To do
Reproduce the listing exactly, so that no line differs from the original.

Provided entries

PR #42, opened 2020-06-19
treasury rates schema changes

intrepiditee:
Thanks for reviewing.


scripts/us_fed/treasury_constant_maturity_rates/treasury_constant_maturity_rates.mcf
```diff
@@ -1,99 +1,88 @@
-Node: dcid:US_Treasury_1_Month_Constant_Maturity_Rate
-name: "US_Treasury_1_Month_Constant_Maturity_Rate"
+Node: dcid:InterestRate_TreasuryBill_1Month
+name: "InterestRate_TreasuryBill_1Month"
 typeOf: dcs:StatisticalVariable
-populationType: dcs:TreasuryBill
 measuredProperty: dcs:interestRate
+populationType: dcs:TreasuryBill
+maturity: 1Month
```
tjann, line 6: For quantitative values, we like to represent them in MCF as [Month 1] or [1 Month]. Either is ok. This is called a QuantityRange; here is an example of what happens when we specify using QuantityRange: https://browser.datacommons.org/kg?dcid=dc%2Fp%2F0wjznyrfjqls5

tjann: Unfortunately, that means the dcid of the QR will look like Month1 instead of 1Month (less pretty for the StatVar), but worth the tradeoff. Can think about whether we want to change our QR dcid generation to put the unit last. That will be a big change requiring reimporting a lot of big datasets, though. @pradh

pradh: Does improve readability, but it will be a churn-ful change.

intrepiditee: Fixed.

Your response
PR #42, opened 2020-06-19
treasury rates schema changes

intrepiditee:
Thanks for reviewing.


scripts/us_fed/treasury_constant_maturity_rates/treasury_constant_maturity_rates.mcf
```diff
@@ -1,99 +1,88 @@
-Node: dcid:US_Treasury_1_Month_Constant_Maturity_Rate
-name: "US_Treasury_1_Month_Constant_Maturity_Rate"
+Node: dcid:InterestRate_TreasuryBill_1Month
+name: "InterestRate_TreasuryBill_1Month"
 typeOf: dcs:StatisticalVariable
-populationType: dcs:TreasuryBill
 measuredProperty: dcs:interestRate
+populationType: dcs:TreasuryBill
+maturity: 1Month
```
tjann, line 6: For quantitative values, we like to represent them in MCF as [Month 1] or [1 Month]. Either is ok. This is called a QuantityRange; here is an example of what happens when we specify using QuantityRange: https://browser.datacommons.org/kg?dcid=dc%2Fp%2F0wjznyrfjqls5

tjann: Unfortunately, that means the dcid of the QR will look like Month1 instead of 1Month (less pretty for the StatVar), but worth the tradeoff. Can think about whether we want to change our QR dcid generation to put the unit last. That will be a big change requiring reimporting a lot of big datasets, though. @pradh

pradh: Does improve readability, but it will be a churn-ful change.

intrepiditee: Fixed.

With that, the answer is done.